PR #446, opened 2018-03-01
Updated enum_user_types_and_roles to utilize acls

ryanrath:
## Description
Update Internal Dashboard -> Existing Users -> Role Filter ( having a role of <role> ) to utilize Acls. This also entailed updating the backend for the Internal Dashboard -> User Management -> Existing Users -> Prepare E-Mail button. Specifically, the Role Filter used to determine the list of users to send the email to. Also cleaned up this function `deriveUserEnumerationQuery` to remove unused parameters ( `context_filter` ) and change it from Dynamic SQL to a parameterized query. 

## Motivation and Context
The Role Filtering was not operating as intended due to roles having difference id's than acls ( perhaps obviously )

## Tests performed
**Manually Tested:**
- Log in to the Internal Dashboard
- Click the User Management -> Existing Users tab
- Select the 'having a role of: <Role>' drop down
- Select a number of different roles
- Ensure that the users displayed do indeed have the selected role
- Click the 'Prepare E-Mail' toolbar button
- Select the 'having a role of: <Role>' drop down
- Select a role
- Click the 'Send' button
- Ensure that the users identified by the email addresses displayed have the role previously selected.

**Integration Tests:**
`ControllerTest::testEnumUserTypesAndRoles`

## Types of changes

## Checklist:


html/internal_dashboard/controllers/controller.php
```diff
@@ -118,7 +118,7 @@
 
         $response['user_types'] = $results;
 
-        $query = "SELECT description, role_id FROM moddb.Roles WHERE abbrev != 'pub' ORDER BY description";
+        $query = "SELECT display description, acl_id role_id FROM moddb.acls WHERE name != 'pub' ORDER BY description";
```
jpwhite4: Please can use include the AS keyword so that it is clear that the columns are being aliased.

ryanrath: Not a problem, change incoming.

ryanrath:
Note: The shippable tests won't be able to pass until: https://github.com/ubccr/xdmod/pull/417 is merged as the id property for acls is different depending on whether or not the system is fresh installed or upgraded ( atm ). After 417 is merged it will be the same ( verified on OpenXDMoD docker checking install vs. upgrade ).

html/internal_dashboard/controllers/mailer.php
```diff
@@ -63,9 +63,9 @@
         $group_filter = \xd_security\assertParameterSet('group_filter');
         $role_filter = \xd_security\assertParameterSet('role_filter');
 
-        $query = \xd_dashboard\deriveUserEnumerationQuery($group_filter, $role_filter, '', true);
+        list($query, $params) = \xd_dashboard\deriveUserEnumerationQuery($group_filter, $role_filter, true);
```
jpwhite4: Since this function implementation is almost entirely different from the old one it does not make sense to keep the name the same. This function no longer derives the user enumeration instead it gets a list of unique email addresses. I recommend changing the function name to something more meaningful.

html/internal_dashboard/controllers/mailer.php
```diff
@@ -63,9 +63,9 @@
...
 
-        $results = $pdo->query($query);
+        $results = $pdo->query($query, $params);
```
jpwhite4: The PHP code below runs array_unique() and sort() but the SQL query uses DISTINCT and an ORDER BY.

The ORDER BY in the SQL will be overridden by the sort().

ryanrath:
@jpwhite4 I've updated the code per your review comments. If you could take another look when you have a sec that would rock.

open_xdmod/modules/xdmod/integration_tests/lib/Controllers/ControllerTest.php
```diff
@@ -275,7 +275,7 @@ public function listUsersGroupProvider()
     public function testEnumUserTypesAndRoles()
     {
         $expected = JSON::loadFile(
-            $this->getTestFiles()->getFile('controllers', 'enum_user_types_and_roles-xsede_to_federated')
+            $this->getTestFiles()->getFile('controllers', 'enum_user_types_and_roles-update_enum_user_types_and_roles')
```
plessbd: I think we should just name the files based on the version so that multiple updates to the same version only need to change the expected input / output of the file instead of the tests as well.  At least that is what Steve and I were thinking at one point.  Might want to have a discussion to discuss pros and cons.

`enum_user_types_and_roles-{major.min.patch}`
ie:
`enum_user_types_and_roles-8.0.0`

ryanrath: Sounds good, my only concern would be that if you have multiple branches adding / modifying tests for the same app version you might end up changing the expected output for other branches.

smgallo: Our plan is to move the artifacts into their respective repos in the near future.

▶ **Work required**
Some lines of the records above contain the word "Click". How many are there? Reply with the number alone.

▶ **Answer section**
3